Stored items
........
Issue #1042, opened 2020-05-12
Check for available Ceph development headers


nixpanic:
# Describe the feature you'd like to have #

The `scripts/check-env.sh` script should verify that the Ceph development headers are available and fail with a useful error when they are missing.

# What is the value to the end user? (why is it a priority?) #

New developers that run `make` will get useful error messages, and a hint to install additional tools, libraries or make other changes to their environment.

# How will we know we have a good solution? (acceptance criteria) #

When the development headers are not available, an error message is printed.

# Additional context #

Maybe also add a suggestion in case of failure, to run `make containerized-build` instead.

See-also: #1005

Madhu-1:
@Yuggupta27 would you like to take this one?

Yuggupta27:
Sure. Please assign.

PR #1141, opened 2020-06-08
build: add check for ceph development headers

Yuggupta27:
The script checks for the ceph development headers.
In case required packages are not found, script
suggests to run containerized build.

Fixes: #1042 

### DIFF
--- a/scripts/check-env.sh
+++ b/scripts/check-env.sh
@@ -3,6 +3,10 @@
 # Check the environment for dependencies and configuration
 #
 
+# check appropriate package installer to recommend corresponding packages
+RPM_CMD=$(command -v rpm)
+DPKG_CMD=$(command -v dpkg)
+
 # count errors, run script to the end before exiting
 ERRORS=0
 fail() {
@@ -10,9 +14,50 @@ fail() {
 	ERRORS=$((ERRORS+1))
 }
 
+# create a temp go file
+LIBCHECK=$(mktemp)
+mv "${LIBCHECK}" "${LIBCHECK}".go
+LIBCHECK=${LIBCHECK}.go
+
+# check for packages using a compile test
+cat << EOF > "${LIBCHECK}"
+package main
+
+/*
+#include <rados/librados.h>
+#include <rbd/librbd.h>
+*/
+import "C"
+
+func main() {
+	_ = C.LIBRADOS_VERSION_CODE
+	_ = C.LIBRBD_VER_MAJOR
+	_ = C.RBD_MAX_IMAGE_NAME_SIZE
+}
+EOF
+
 # check if 'go' is available
-[ -n "$(command -v go)" ] \
-	|| fail "could not find 'go' executable"
+if [ -n "$(command -v go)" ]; then
+	# in case of a failed execution, the user will be informed about
+	# the missing packages based on whether they are on rpm or debian
+	# based systems.
+	if ! go run "${LIBCHECK}" > /dev/null; then
+		if [ -n "${RPM_CMD}" ]; then
+			echo "Packages libcephfs-devel librbd-devel librados-devel need to be installed"
+		elif [ -n "${DPKG_CMD}" ]; then
+			echo "Packages libcephfs-dev librbd-dev librados-dev need to be installed"
+		else
+			fail "error can't verify Ceph development headers"
+		fi
+		echo "To build ceph-csi in a container: $ make containerized-build"
+	fi
+
+	# remove the temp file
+	rm -f "${LIBCHECK}"
+else
+	fail "could not find 'go' executable"
+	echo "To build ceph-csi in a container: $ make containerized-build"
+fi
 
 # parse the Golang version, return the digit passed as argument
 # 1.13.9 -> go_version 1 -> 1


scripts/check-env.sh
```diff
@@ -3,13 +3,37 @@
 # Check the environment for dependencies and configuration
 #
 
+# check appropriate package installer to verify the packages
+YUM_CMD=$(command -v yum)
```
nixpanic, line 7: On newer systems `yum` is replaced by `dnf`. So maybe you should check for `rpm` instead. You're executing `rpm` commands below, so it would be good to verify that the command exists in any case.

scripts/check-env.sh
```diff
@@ -3,13 +3,37 @@
...
+APT_GET_CMD=$(command -v apt-get)
```
nixpanic, line 8: You're not executing any `apt-get` command, so check for `dpkg` instead

scripts/check-env.sh
```diff
@@ -43,4 +67,17 @@ fi
 [ "$(go env CGO_ENABLED)" = '1' ] \
 	|| fail "CGO_ENABLED should be set to '1'"
 
+if [ -n "${YUM_CMD}" ]; then
+    check_rpm_pkg libcephfs-devel librbd-devel librados-devel
+elif [ -n "${APT_GET_CMD}" ]; then
+    check_deb_pkg libcephfs-dev librbd-dev librados-dev
+else
+    fail "error can't verify Ceph development headers"
```
nixpanic, line 75: You could also consider building a simple program like this:

```go
package main

/*
#include <rados/librados.h>
*/
import "C"

func main() {
    _ = C.LIBRADOS_VERSION_CODE
}
```

This only runs  (with `go run <filename>`) when librados.h is available. Use a wrong filename in the `#include` statement to test.

Yuggupta27: Thanks. I'll make the changes.

scripts/check-env.sh
```diff
@@ -43,4 +47,41 @@ fi
...
+mv "${LIBCHECK}" "${LIBCHECK}".go
+LIBCHECK=${LIBCHECK}.go
+
+# check for packages using a compile test
+cat << EOF > "${LIBCHECK}"
+package main
+
+/*
+#include <rados/librados.h>
+#include <rbd/lirbd.h>
```
nixpanic, line 61: typo?

scripts/check-env.sh
```diff
@@ -43,4 +47,41 @@ fi
...
+*/
+import "C"
+
+func main() {
+	_ = C.LIBRADOS_VERSION_CODE
```
nixpanic, line 66: You can check `/usr/include/rbd/librbd.h` and use one of the `#define`'s from it too. Building most likely fails if the file is missing, so it is not strictly required.

scripts/check-env.sh
```diff
@@ -43,4 +47,41 @@ fi
...
+}
+EOF
+
+# in case of a failed execution, the user will be informed about
+# the missing packages based on whether they are on rpm or debian
+# based systems.
+if ! go run "${LIBCHECK}" &> /dev/null; then
+	if [ -n "${RPM_CMD}" ]; then
```
nixpanic, line 74: indention is a little off

scripts/check-env.sh
```diff
@@ -43,4 +47,44 @@ fi
...
+	_ = C.LIBRADOS_VERSION_CODE
+	_ = C.LIBRBD_VER_MAJOR
+	_ = C.RBD_MAX_IMAGE_NAME_SIZE
+}
+EOF
+
+# in case of a failed execution, the user will be informed about
+# the missing packages based on whether they are on rpm or debian
+# based systems.
+if ! go run "${LIBCHECK}" > /dev/null; then
```
nixpanic, line 76: In case `go` is not available, there is no need to try and run this

Yuggupta27:
@Madhu-1 PTAL.

scripts/check-env.sh
```diff
@@ -3,16 +3,85 @@
...
+
 # count errors, run script to the end before exiting
 ERRORS=0
 fail() {
 	echo "${*}" > /dev/stderr
 	ERRORS=$((ERRORS+1))
 }
 
+ceph_version() {
+	TOOLBOX_POD=$(kubectl -n rook-ceph get pods -l app=rook-ceph-tools -o jsonpath='{.items[0].metadata.name}')
```
Madhu-1, line 18: This is not possible, we don't have/need kubernetes cluster or ceph cluster during development

Madhu-1: What I meant in yesterday discuss was , as you are checking the packages are installed, it's also good to check the version of packages installed

Yuggupta27: So do we have to skip ceph version check then?

Madhu-1: yeah we can skip it now, we can have an enhancement in follow up patch, maybe need to see how to do it in golang

Yuggupta27: Okay. Thanks to clear the misunderstanding. I'll make the changes.

scripts/check-env.sh
```diff
@@ -3,16 +3,61 @@
...
+	_ = C.LIBRBD_VER_MAJOR
+	_ = C.RBD_MAX_IMAGE_NAME_SIZE
+}
+EOF
+
 # check if 'go' is available
-[ -n "$(command -v go)" ] \
-	|| fail "could not find 'go' executable"
+if [ -n "$(command -v go)" ]; then
+
```
nixpanic, line 41: no need for this empty line

scripts/check-env.sh
```diff
@@ -3,16 +3,61 @@
...
+		else
+			fail "error can't verify Ceph development headers"
+		fi
+		echo "To build ceph-csi in a container: $ make containerized-build"
+	fi
+
+	# remove the temp file
+	rm -f "${LIBCHECK}"
+else
+	fail "could not find 'go' executable"
```
nixpanic, line 59: In this case, running the containerized build/test should still work, so recommend that,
........
Please print verbatim each line from the first line of the entries above to the line that contains "# What is the", inclusive, and nothing more.

● **Answer below**:
Issue #1042, opened 2020-05-12
Check for available Ceph development headers


nixpanic:
# Describe the feature you'd like to have #

The `scripts/check-env.sh` script should verify that the Ceph development headers are available and fail with a useful error when they are missing.

# What is the value to the end user? (why is it a priority?) #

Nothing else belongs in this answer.